The April 16 White House statement also pledged to cooperate with Japan “on research and technological development in various fields: Cancer Moonshot, biotechnology, artificial intelligence, quantum information science and technology, space cooperation civil… and secure information and communications technologies ”.

In addition, “Together, we will redouble our efforts to train the next generation of US experts on Japan through a renewed two-year scholarship program,” the statement said.

Such interpersonal exchanges are essential.

Our reports in Japan revealed serious language barriers with executives occupying trade show booths and having great difficulty explaining the technologies they had to offer. And while it’s fair to say that few Americans master conversational Japanese, English is the international language of commerce and science.

Meanwhile, the United States can do better by encouraging its citizens to strengthen the ties between the two nations. The April 16 statement promises to do just that with the scholarships.

From now on, US-Japanese cooperation should be extended to Australia and India.

Language, to begin with, is not a barrier to technology exchanges with Australia and India.

Australia – a staunch ally in the global war on terror – is also one of the allies of the Five Eyes, the English-speaking nations that cooperate on intelligence sharing.

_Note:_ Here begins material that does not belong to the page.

PR #493, opened 2026-09-02
Manage an identity column's sequence options

winebarrel:
The `( ... )` after `AS IDENTITY` was read by neither side. `START WITH`, `INCREMENT BY`, `MINVALUE`, `MAXVALUE`, `CACHE` and `CYCLE` were dropped from the desired schema without a word, so the column was created at the defaults, and `pista dump` did not write them, so a restore lost them. TODO.md recorded it and `test/fidelity/schemas/identity.sql` left them out.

All of the major US defense companies have Australian subsidiaries. The two countries also have a joint hypersonic program which is fully funded in the 2022 budget proposal.

India is more of a stranger to the magazine when it comes to what it has to offer in a tech alliance against China. It relied on Soviet and then Russian military technology for decades, but American companies made some inroads in selling weapons systems there.

He has great human resources and is the only Quad member to share a land border with China.

National Defense – as it enters a post-COVID-19 world and travel becomes safer – will do its best to answer these questions about India and will continue to report on developments in Australia and Japan, focusing on focusing on opportunities where the four nations could cooperate.

Creating a strong tech alliance to counter China will require more than breaking down language barriers and drafting joint statements, especially when it comes to military technology.

US regulations, for example, strictly control sensitive technology and information. Other members have their own bureaucracies to contend with and “not made here” biases. It would also be a shame if bad IT or espionage practices allowed China to steal everything the Quad develops.

These first steps towards a technological alliance against China are a start, but bolder actions are needed.